可以根据拼音或者姓名的汉语翻译来进行转换。

例如，将“李明”转换为“Li Ming”。

2. 将中文文章的标题转换为英文。

可以直接将中文标题翻译为英文，或者进行适当的修改和调整。

例如，将“中文参考文献
转换”翻译为“Translation of Chinese References”.
3. 转换中文期刊名称为英文。

可以参考已有的英文期刊名称进行翻译，或者根据该期刊的英文官方名称进行转换。

4. 转换中文出版地和出版社为英文。

可以直接将中文出版地和出版社名称翻译为英文，或者寻找对应的英文出版地和出版社名称。

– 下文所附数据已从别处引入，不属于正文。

PR #8966, opened 2021-12-22
Add 0.15.0 changelog notes

marcellamaki:
Most is pulled from previous release notes. Since there was so much, I have a few levels of details. Am I missing anything critical that we want to highlight? Especially thinking about things that might have started before the summer that I'd be less aware of...

### DIFF
--- a/CHANGELOG.md
+++ b/CHANGELOG.md
@@ -2,6 +2,108 @@
 
 List of the most important changes for each release.
 
+
+## 0.15.0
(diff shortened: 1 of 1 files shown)


radinamatic (approved):
LGTM! :shipit: 👏🏽

jredrejo (approved):
LGTM, let's fix this asap. If any bullet point is missing it can be added later without any effort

5. 根据期刊的引用格式要求，转换中文文献的引用信息为英文。

这包括文章的页码、卷号、期号等信息。

对于已有的中文参考文献，转换为英文参考文献后应该包括以下信息：
- 作者的英文姓名
- 文章的英文标题
- 期刊的英文名称
- 文章的年份
- 文章的页码
- 期刊的卷号和期号
- 出版地和出版社的英文名称
最后，确保转换后的英文参考文献格式符合所使用的引用格式要求，如APA、MLA等。

文献英文转中文

文献英文转中文
在进行文献的英文转中文时，可以采取以下步骤：
1. 阅读文献的英文摘要和关键词，了解研究主题和内容。

2. 将英文摘要和关键词翻译成中文，可以使用在线翻译工具或字典进行翻译。

3. 仔细阅读文献的全文，理解研究方法、实验结果和讨论。

4. 理解文献的核心内容后，用自己的话将每个部分（引言、方法、结果、讨论等）逐段翻译成中文。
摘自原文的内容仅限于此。